• **Data for this exercise**
PR #1691, opened 2020-12-07
fix(builds): calculate steps more correctly

emjburns:
(1) correctly calculates build steps: I changed the requirement to have the first event be NOT_STARTED, then I forgot to actually make that true. This PR fixes that.

(2) changes duplicate events to update the timestamp instead of saving a new event. Why? Last week I had a bug in my code where we never stopped monitoring failed builds. We got a LOT of events saved about this. It seems useless. Really, I just want to know the last seen time for the status. So, I made the saving this way.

• **Work instructions**
Output every record in full, exactly as it was given.

• **Task output**
PR #1691, opened 2020-12-07
fix(builds): calculate steps more correctly

emjburns:
(1) correctly calculates build steps: I changed the requirement to have the first event be NOT_STARTED, then I forgot to actually make that true. This PR fixes that.

(2) changes duplicate events to update the timestamp instead of saving a new event. Why? Last week I had a bug in my code where we never stopped monitoring failed builds. We got a LOT of events saved about this. It seems useless. Really, I just want to know the last seen time for the status. So, I made the saving this way.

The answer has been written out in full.